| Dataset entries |
◇ ◇ ◇ ◇ ◇

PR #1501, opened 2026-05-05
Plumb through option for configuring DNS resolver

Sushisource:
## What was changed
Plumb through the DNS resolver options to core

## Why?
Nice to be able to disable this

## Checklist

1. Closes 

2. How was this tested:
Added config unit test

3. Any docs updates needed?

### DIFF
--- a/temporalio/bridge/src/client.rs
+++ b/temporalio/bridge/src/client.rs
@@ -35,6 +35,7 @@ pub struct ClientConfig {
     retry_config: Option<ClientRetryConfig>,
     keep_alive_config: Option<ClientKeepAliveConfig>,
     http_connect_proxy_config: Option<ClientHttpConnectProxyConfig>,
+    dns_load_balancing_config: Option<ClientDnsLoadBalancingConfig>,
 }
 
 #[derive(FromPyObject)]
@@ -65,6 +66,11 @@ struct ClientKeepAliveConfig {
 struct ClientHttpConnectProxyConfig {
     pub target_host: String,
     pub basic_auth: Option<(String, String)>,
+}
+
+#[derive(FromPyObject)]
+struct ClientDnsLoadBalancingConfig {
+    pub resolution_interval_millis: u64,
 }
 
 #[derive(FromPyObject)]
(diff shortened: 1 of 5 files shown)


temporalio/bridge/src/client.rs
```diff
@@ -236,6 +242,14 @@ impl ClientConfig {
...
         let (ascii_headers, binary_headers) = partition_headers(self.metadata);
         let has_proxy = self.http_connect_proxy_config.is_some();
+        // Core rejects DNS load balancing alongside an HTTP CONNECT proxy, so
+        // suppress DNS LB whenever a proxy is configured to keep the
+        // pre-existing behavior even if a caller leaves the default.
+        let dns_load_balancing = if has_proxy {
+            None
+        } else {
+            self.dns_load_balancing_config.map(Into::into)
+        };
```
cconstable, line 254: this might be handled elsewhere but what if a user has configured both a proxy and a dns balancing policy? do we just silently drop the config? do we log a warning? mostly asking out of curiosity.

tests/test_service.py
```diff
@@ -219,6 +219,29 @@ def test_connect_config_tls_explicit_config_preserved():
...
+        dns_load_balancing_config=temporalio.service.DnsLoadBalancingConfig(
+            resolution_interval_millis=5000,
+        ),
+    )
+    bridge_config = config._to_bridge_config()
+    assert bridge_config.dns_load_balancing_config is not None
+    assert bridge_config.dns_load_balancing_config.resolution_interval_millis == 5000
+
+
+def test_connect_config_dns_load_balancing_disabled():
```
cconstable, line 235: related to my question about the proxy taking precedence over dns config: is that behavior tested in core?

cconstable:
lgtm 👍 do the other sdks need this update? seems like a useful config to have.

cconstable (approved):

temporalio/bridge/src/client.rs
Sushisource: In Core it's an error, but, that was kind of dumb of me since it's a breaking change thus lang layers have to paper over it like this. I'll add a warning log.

◇ ◇ ◇ ◇ ◇

| TASK |
Track down all lines above with the string "resolver" and copy them.

| ANSWER TO THIS PROBLEM |
Plumb through option for configuring DNS resolver
Plumb through the DNS resolver options to core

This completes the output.